Saturday, June 20, 2015

Caring and Giving In

By Steven M. Worth, President at Plexus Consulting Group, LLC

The world and everything that is in it belongs to those who care the most.

How is that for a breathtaking statement? But think about it for a moment, isn’t it true? In the competition for scarce opportunities, how many opportunities fall into the hands of those who don’t care? It happens in lotteries and fairy tales perhaps, but otherwise not often in real life.

In these stressful times, we are seeing things we have rarely seen before—boards of directors giving up on organizations that were placed in their care by deciding to close up shop or to merge their organization into another. Like a person or a favorite pet it is difficult to see an organization die.

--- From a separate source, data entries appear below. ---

PR #2570, opened 2026-03-01
fix: local targets ignored when newt site is unhealthy (mixed target failover)

### LINKED ISSUE #2448: Mixed Target Failover Broken (Local target ignored when Newt target is Unhealthy)
### Describe the Bug

I am running a mixed configuration for a single resource with two targets:
- Newt Target: has health check.
- Local Target, no health check possible (Status: Unknown / -).
When the Newt target goes down and reports as Unhealthy, Pangolin does not use the Local target. 
Instead, it returns: no available server.
**I have to disable the unhealthy target to switch to local target.**

### Environment

- OS Type & Version:  Ubuntu 22.04
- Pangolin Version: v1.15.2
- Gerbil Version: latest
- Traefik Version: 3.6.7
- Newt Version: 1.9.0

### To Reproduce

1. Create a resource with two targets:
    Target A: Site = Newt, (Status: Healthy)
    Target B: Site = Local, (Status: Unknown)
2. Verify traffic flows to Target A (Newt).
3. Simulate Failure for Target A to become Unhealthy

Result: Request returns: no available server.. Traffic is not routed to Target B, even though is reachable from the Pangolin host.

### Expected Behavior

Use local site if all other sites report unhealthy

Fizza-Mukhtar:

Fixes #2448

## Problem
Local targets were ignored when Newt targets became unhealthy because 
local sites always have online=false and were excluded by the anySitesOnline check.

## Fix
Added early return for local site type in the target filter so they are 
always considered available as fallback servers.

### DIFF
--- a/server/lib/traefik/getTraefikConfig.ts
+++ b/server/lib/traefik/getTraefikConfig.ts
@@ -477,7 +477,10 @@ export async function getTraefikConfig(
 
                         // TODO: HOW TO HANDLE ^^^^^^ BETTER
                         const anySitesOnline = targets.some(
-                            (target) => target.site.online
+                            (target) =>
+                            target.site.online ||
+                            target.site.type === "local" ||
+                            target.site.type === "wireguard"
                         );
 
                         return (
@@ -491,10 +494,6 @@ export async function getTraefikConfig(
                                         return false;
                                     }
                                     
-                                    // Local sites don't report online status, always include them as fallback
-                                    if (target.site.type === "local") {
-                                        return true;
-                                    }
                                     // If any sites are online, exclude offline sites
                                     if (anySitesOnline && !target.site.online) {
                                         return false;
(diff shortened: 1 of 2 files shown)


LaurenceJJones:
Looking at the diff, I wouldn't return true just because the target is local. There's already an if case a few lines below that checks for both local and wireguard sites with a satisfactory target, returning false if that condition isn't met.

I believe the better fix would be to classify any local target as online... maybe? 🤷🏻

Additionally, if we proceed with early return we should extend your if case to also cover satisfactory targets and wireguard sites. Your changes focus on ensuring local sites can handle failover, but wireguard has the same issue with lack of online state. 

edit: may be mistaken on the wireguard parts will dive into code to double check.

Fizza-Mukhtar:
Hey @LaurenceJJones Thanks for the feedback! Updated the fix to classify local and wireguard sites as online in the anySitesOnline check instead of using early return. Let me know if wireguard needs different handling after your review!

oschwartz10612:
I think this makes sense. Thanks for the fix! :} Good note @LaurenceJJones

PR #2573, opened 2026-03-01
fix: exclude labels from container search to prevent false positives

### LINKED ISSUE #2228: Bad searching experience when adding Targets
### Describe the Bug

I am not sure if this must be reported as feature - let me know if I need to raise this as FR.

Current implementation of search is quite useless when searching for containers if they are created with Docker Compose (which should be a common way). So I am using a per service compose file with application name as a filename. Let's say - containers forgejo with forgejo-db will be stored in forgejo.yml. When compose stack is created, every container in the stack will have label `com.docker.compose.project.config_files` with a list of files. I have near 60 containers and it means that all of them will have `com.docker.compose.project.config_files` label with `forgejo.yml` value (path to actual file) in it (as well as the rest of the files).
```
"com.docker.compose.project.config_files": ".../home/user/docker/compose/stack/services/forgejo.yml...",
```
So when searching for forgejo in Containers list when adding Targets, all 60 containers are returned (as search apparently includes labels) which makes searching functionality useless and Ctrl+F is the only way to find the container in the long list. It might be better to have some option to control which column/fields to search for or isolate label search into a separate section.

### Environment

- OS Type & Version: Almalinux 10
- Pangolin Version: 1.4.1

### To Reproduce

Make a small compose stack with several files per service and search for container with the name (assuming yml file will have the same name as container name which quite common).

### Expected Behavior

The current behavior looks expected, however user experience is bad.

Fizza-Mukhtar:

Fixes #2228

## Problem
Container search was including Docker labels in searchable fields. This caused false positives when using Docker Compose, since all containers in a stack share the same compose file path in their labels.

## Fix
Removed labels from the search fields. Labels are already accessible via their own dedicated column and popover, so excluding them from search gives more accurate results.

### DIFF
--- a/src/components/ContainersSelector.tsx
+++ b/src/components/ContainersSelector.tsx
@@ -171,8 +171,7 @@ const DockerContainersTable: FC<{
                 ...Object.values(container.networks)
                     .map((n) => n.ipAddress)
                     .filter(Boolean),
-                ...getExposedPorts(container).map((p) => p.toString()),
-                ...Object.entries(container.labels).flat()
+                ...getExposedPorts(container).map((p) => p.toString())
             ];
 
             return searchableFields.some((field) =>


oschwartz10612:
Thank you!

PR #2574, opened 2026-03-01
feat: add pageSize persistence to ControlledDataTable

LaurenceJJones:

## Description

  - ControlledDataTable now persists pageSize to localStorage (default: true)
  - Refactored DataTable to use shared storage hooks
  - Exported getStoredPageSize/setStoredPageSize from useStoredPageSize
  - Exported getStoredColumnVisibility/setStoredColumnVisibility from useStoredColumnVisibility
  - Unified storage key format: datatable-{tableId}-page-size, datatable-{tableId}-column-visibility

## How to test?

Page sizes or column visibility across data-table and controlled-data-table are now using the same hooks for persistence to local storage, this ensures storage naming schemes across the tables stay consistent, instead of each component owning the process. When altering the page size or column visibility on any data table this should be stored within local storage to ensure navigating away or coming back stays consistent.

The only issue we will have that previous data-table local storage items will be stale and not used since the newer scheme was `datatable-${tableid}` prefix, let me know if we should handle an automatic migration?

### DIFF
--- a/src/components/ui/controlled-data-table.tsx
+++ b/src/components/ui/controlled-data-table.tsx
@@ -37,7 +37,7 @@ import {
 } from "@app/hooks/useStoredPageSize";
 import { Columns, Filter, Plus, RefreshCw, Search } from "lucide-react";
 import { useTranslations } from "next-intl";
-import { useEffect, useRef, useState } from "react";
+import { useEffect, useMemo, useRef, useState } from "react";
 
 // Extended ColumnDef type that includes optional friendlyName for column visibility dropdown
 export type ExtendedColumnDef<TData, TValue = unknown> = ColumnDef<


oschwartz10612:
@miloschwartz?

miloschwartz:
Thanks @LaurenceJJones! Looks like this always overrides the query param, so we can't set a custom page size of 25 for example. Could we tweak this so it prefers the value from the query param first, then falls back to the saved value if there is one? 

`?page=1&pageSize=25`

Fredkiss3:
Hello there 👋🏾 

The pageSize and pagination state is passed from the parent, it's not persisted by `ControlledDataTable` because the value of pageSize is not controlled by the data table, it's fully controlled by the server.  

The data-table doesn't really control any state on the table and all of its state comes from the server/url search params (that's why it's called controlled data table). 

In order to persist this state, we would need to persist it in something like cookies for ex so that the server can be aware of that.

miloschwartz:
Good point @Fredkiss3

LaurenceJJones:
> Hello there 👋🏾
> 
> The pageSize and pagination state is passed from the parent, it's not persisted by `ControlledDataTable` because the value of pageSize is not controlled by the data table, it's fully controlled by the server.
> 
> The data-table doesn't really control any state on the table and all of its state comes from the server/url search params (that's why it's called controlled data table).
> 
> In order to persist this state, we would need to persist it in something like cookies for ex so that the server can be aware of that.

Yes, I realized after creating the PR that a double load was happening and that because client loads -> local storage fires -> client loads again with query parameter. So I totally agree this is not the right direction.

Issue #2551, opened 2026-02-26
Bypass Auth path rules do not work for unauthenticated users on Protected resources


BeBeRex56:
### Describe the Bug

When a resource is set to Protected, path-based Bypass Auth rules do not allow unauthenticated users to access those paths. Unauthenticated visitors are always redirected to the Pangolin authentication wall regardless of matching Bypass Auth rules. Authenticated users with an existing session are unaffected, which makes the issue easy to miss during testing.

### Environment

- OS Type & Version: Ugreen NAS (Docker)
- Pangolin Version: latest (hosted via app.pangolin.net)
- Gerbil Version: N/A
- Traefik Version: N/A
- Newt Version: 1.10.0
- Pangolin-CLI Version: latest
- Olm Version: N/A

### To Reproduce

1. Create a resource with Authentication set to Protected
2. Navigate to the Rules tab for the resource
3. Add a rule: Action = Bypass Auth, Match Type = Path, Value = /share/
4. Save the rules
5. Open a path matching the rule (e.g. /share/<token>) in a private/incognito browser window
6. Observe that Pangolin redirects to the authentication page instead of allowing access

### Expected Behavior

A Bypass Auth path rule should allow unauthenticated users to access the matched path without being redirected to the login page, even when the resource is globally Protected. This is needed to support use cases where a protected resource has specific public-facing endpoints, such as application-generated share links.

<html>
<body>
<html><head></head><body><h1>Bypass Auth and Pass to Auth Path Rules Do Not Work Correctly in Either Authentication Mode</h1>
<h2>Summary</h2>
<p>Path-based rules in Pangolin's Resource Rules Configuration are broken in both directions:</p>
<ol>
<li>When a resource is set to <strong>Protected</strong>, <code>Bypass Auth</code> rules do not allow unauthenticated users to access matched paths — the global auth wall fires before rules are evaluated.</li>
<li>When a resource Authentication is set to <strong>off/none</strong>, <code>Pass to Auth</code> rules do not enforce authentication on matched paths — everything is publicly accessible regardless of rules.</li>
</ol>
<p>This makes it impossible to achieve a mixed-access configuration where some paths on a resource are public (e.g. share links) and others are protected — regardless of which direction you configure it from.</p>
<h2>Expected Behavior</h2>
<ul>
<li>When Authentication is <strong>Protected</strong>: <code>Bypass Auth</code> path rules should allow unauthenticated users to access matched paths without hitting the auth wall.</li>
[...]

PR #2578, opened 2026-03-02
fix: use web api to extract path from URL properly

moohbr:

## Description

Fix PATH based resource rules failing to match when the request contains a query string.

Badger sends the path field with the full URI including query parameters (e.g. `/stream.html?token=111`). The `isPathAllowed` function performs segment-based matching, so `/stream.html?token=111` never matches a rule configured as `/stream.html`, causing `Bypass Auth` rules to silently fail for unauthenticated users.

Instead of relying on the path and host fields sent by Badger, both are now derived from `originalRequestURL` using the native `URL API`, which guarantees a clean `pathname` (no query string or fragment) and a consistent host.

## How to test?

1. Create a resource with `Authentication` = Protected and Rules enabled
2. Add a rule: Bypass Auth → Path → `/stream.html`
3. Send a request to the internal verify-session endpoint with path: `/stream.html?token=111` and `originalRequestURL`: `https://<resource-domain>/stream.html?token=111` and empty sessions
4. Confirm the response is `valid: true`
5. Send the same request with path: `/config.html` and confirm `valid: false`

### DIFF
--- a/server/routers/badger/verifySession.ts
+++ b/server/routers/badger/verifySession.ts
@@ -96,14 +96,15 @@ export async function verifyResourceSession(
     try {
         const {
             sessions,
-            host,
             originalRequestURL,
             requestIp,
-            path,
             headers,
             query,
             badgerVersion
         } = parsedBody.data;
+
+
+        const {pathname: path, host} = new URL(originalRequestURL);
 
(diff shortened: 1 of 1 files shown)


moohbr:
#2551

PR #2603, opened 2026-03-05
fix: prevent resource from being created with dashboard's domain to avoid redirect loop

### LINKED ISSUE #2595: Resource with dashboard's subdomain causes endless redirect loop
### Describe the Bug

The dashboard can be accessed at `pangolin.example.com`.
If you configure the same subdomain as a resource, you will be redirected in a loop (HTTP 302).

I configured it this way on purpose to test whether anything would break, and it did. :)
I don't think that's a common issue.

I fixed it by changing the dashboard's subdomain in the configuration; you can then remove the resource.

### Environment

- Pangolin Version: 1.16.2
- Gerbil Version: 1.3.0
- Traefik Version: 3.6

### To Reproduce

1. Setup Pangolin on `pangolin.example.com`
2. Add local site
3. Create public resource
    - HTTPS Settings
        - Subdomain `pangolin`
        - Base Domain `example.com`
    - Targets Configuration
        - Local site
        - Protocol `https`
        - Host `localhost`
        - Port `443`

### Expected Behavior

There should be a warning or error message.

Fizza-Mukhtar:

Fixes #2595

## Problem
Creating or updating a resource with the same subdomain as the dashboard caused an endless HTTP 302 redirect loop.

## Fix
- Added validation in `createResource` and `updateResource` to return a conflict error if the resource's full domain matches the dashboard URL
- Updated the create resource page to show the actual backend error message instead of a generic one

### DIFF
--- a/server/routers/resource/createResource.ts
+++ b/server/routers/resource/createResource.ts
@@ -224,7 +224,7 @@ async function createHttpResource(
     }
 
     // Prevent creating resource with same domain as dashboard
-    const dashboardUrl = process.env.DASHBOARD_URL;
+    const dashboardUrl = config.getRawConfig().app.dashboard_url;
     if (dashboardUrl) {
         const dashboardHost = new URL(dashboardUrl).hostname;
         if (fullDomain === dashboardHost) {
--- a/server/routers/resource/updateResource.ts
+++ b/server/routers/resource/updateResource.ts
@@ -354,7 +354,7 @@ async function updateHttpResource(
             }
 
             // Prevent updating resource with same domain as dashboard
-            const dashboardUrl = process.env.DASHBOARD_URL;
+            const dashboardUrl = config.getRawConfig().app.dashboard_url;
             if (dashboardUrl) {
                 const dashboardHost = new URL(dashboardUrl).hostname;
                 if (fullDomain === dashboardHost) {


LaurenceJJones:
It might be the same value but in most places instead of calling `process.env.DASHBOARD_URL` we simply do the following:

```js
import config from "@server/lib/config";
....
const dashboardUrl = config.getRawConfig().app.dashboard_url;
if (dashboardUrl) {
    const dashboardHost = new URL(dashboardUrl).hostname;
    if (fullDomain === dashboardHost) {
        return next(
            createHttpError(
                HttpCode.CONFLICT,
               "Resource domain cannot be the same as the dashboard domain"
           )
       );
    }
}
```

but maybe owen or milo can confirm if we should align to rest of codebase.

Fizza-Mukhtar:
> It might be the same value but in most places instead of calling `process.env.DASHBOARD_URL` we simply do the following:
> 
> ```js
> import config from "@server/lib/config";
> ....
> const dashboardUrl = config.getRawConfig().app.dashboard_url;
> if (dashboardUrl) {
>     const dashboardHost = new URL(dashboardUrl).hostname;
>     if (fullDomain === dashboardHost) {
>         return next(
>             createHttpError(
>                 HttpCode.CONFLICT,
>                "Resource domain cannot be the same as the dashboard domain"
>            )
>        );
>     }
> }
> ```
> 
> but maybe owen or milo can confirm if we should align to rest of codebase.

Good catch! Updated to use config.getRawConfig().app.dashboard_url to align with the rest of the codebase.

oschwartz10612 (approved):

oschwartz10612:
Thank you!

PR #2616, opened 2026-03-07
  fix(newt): missing hcStatus in hc config on reconnect

LaurenceJJones:

## Description

  The buildTargetConfigurationForNewtClient function was not including the
  hcStatus field when building health check targets for the newt/wg/connect
  message. This caused custom expected response codes (e.g., 409) to revert
  to the default 2xx range check after Pangolin server restart.

 Added hcStatus to both the database select query and the returned health
 check target object, matching the behavior in targets.ts addTargets.

fixes: https://github.com/fosrl/newt/issues/240

## How to test?

Follow the steps defined in https://github.com/fosrl/newt/issues/240, after this change the expected code should function correctly.


oschwartz10612:
Thanks!

PR #2618, opened 2026-03-08
Skip invalid Docker resources instead of failing entire blueprint (#1784)

### LINKED ISSUE #1784: A single Docker label error prevents all from updating
### Describe the Bug

I've been using the Docker socket functionality and it's really cool! However, it seems that if ANY Docker container has a label that Pangolin doesn't like, it prevents all other Docker services from being parsed by Pangolin.

I was updating a port number on an unrelated service (`service-2`), and I was puzzled why the port number wouldn't update in Pangolin even though I changed the label and brought the service up again. After a while I found this in the Pangolin log:

```
2025-10-30T18:47:36+00:00 [error]: Failed to update database from config: Error: Validation error: Required at "proxy-resources.service-2.targets[0].port"
```

The problem seemed to be that the `port` label NEEDED to be present on `service-2` (I'm guessing because the container didn't expose one that it could pick up automatically?), but this made `service-1` unable to change. I added the `port` label to `service-2` and that made `service-1` update, now that the Pangolin log was error free.

### Environment

- Pangolin Version: v1.11.1
- Gerbil Version: 
- Traefik Version: v3.3.3
- Newt Version:

### To Reproduce

See description

### Expected Behavior

Unrelated label configuration errors shouldn't affect other services.

LunarECL:

## Description

Fixes #1784

If one Docker container had bad labels (like missing a port on a container with no EXPOSE), it would block every other container from updating too. Not great.

Now there's a per-resource pre-validation step in `applyNewtDockerBlueprint.ts` that catches invalid resources and filters them out before they hit `applyBlueprint()`. Valid ones still go through the normal `ConfigSchema` validation, so cross-resource checks like domain/port/alias uniqueness work the same as before. Invalid ones just get logged with the Zod error path and skipped.

Only touched `server/lib/blueprints/applyNewtDockerBlueprint.ts`. Everything else (`applyBlueprint.ts`, `types.ts`, `parseDockerContainers.ts`) is unchanged.

## How to test?

1. Set up two Docker services with Pangolin labels on the same Docker socket
2. Remove the `port` label from one service that has no `EXPOSE` directive
3. Update a label on the other (valid) service
4. **Before fix:** Both services fail to update. Log shows `Validation error: Required at "proxy-resources.testservice.targets[0].port"`
5. **After fix:** Valid service updates normally. Invalid service gets skipped with a warning: `Skipping invalid Docker proxy-resources "testservice": targets.0.port: Required`Required`

### DIFF
--- a/server/lib/blueprints/applyNewtDockerBlueprint.ts
+++ b/server/lib/blueprints/applyNewtDockerBlueprint.ts
@@ -1,9 +1,55 @@
 import { sendToClient } from "#dynamic/routers/ws";
 import { processContainerLabels } from "./parseDockerContainers";
 import { applyBlueprint } from "./applyBlueprint";
+import { ResourceSchema, ClientResourceSchema } from "./types";
 import { db, sites } from "@server/db";
 import { eq } from "drizzle-orm";
 import logger from "@server/logger";
+
+type BlueprintResult = ReturnType<typeof processContainerLabels>;
+
+function filterInvalidResources(blueprint: BlueprintResult): {
+    skippedCount: number;
+    skippedKeys: string[];
+} {
+    const skippedKeys: string[] = [];
+
+    for (const section of ["proxy-resources", "public-resources"] as const) {
+        const resources = blueprint[section];
+        for (const [key, value] of Object.entries(resources)) {
+            const result = ResourceSchema.safeParse(value);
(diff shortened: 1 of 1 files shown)


oschwartz10612 (approved):

oschwartz10612:
Thank you!

PR #2623, opened 2026-03-09
refactor(install): improve resource cleanup and remove unused funcs

rodneyosodo:

## Description
- Remove unused functions
- Improve resource cleanup

## How to test?
N/A

### DIFF
--- a/install/config.go
+++ b/install/config.go
@@ -99,11 +99,6 @@ func ReadAppConfig(configPath string) (*AppConfigValues, error) {
 	return values, nil
 }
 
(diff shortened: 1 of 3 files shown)


LaurenceJJones:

But unlike human and animal life organizations do not have a finite lifespan. Theoretically they could go on forever; so any organizational death is premature. In effect a decision to terminate an organization’s existence represents a failure of sorts, of those who were responsible for guiding it.

So what?--failures happen, and when they do sometimes the wisest course is to graciously admit defeat and to move on in the least painful way possible. But these are difficult times. Nearly every organization is suffering and during a time that requires creativity and fortitude I feel sorry for organizations that are being led by individuals with a low threshold for pain.

The late psychiatrist Scot Peck expounded on his thesis in his best selling book, A Road Less Traveled, that many if not most of his patients were people who found themselves in great emotional and even physical misery because of their fear of confronting problems or challenges they had encountered in their lives. I think the same may be true for the leaders of many organizations—that rather than change the way things are done when they clearly are not working, they choose instead to “stay the course” and ignore the obvious until it can be ignored no longer--thereby precipitating the death of the organization they supposedly care for so much.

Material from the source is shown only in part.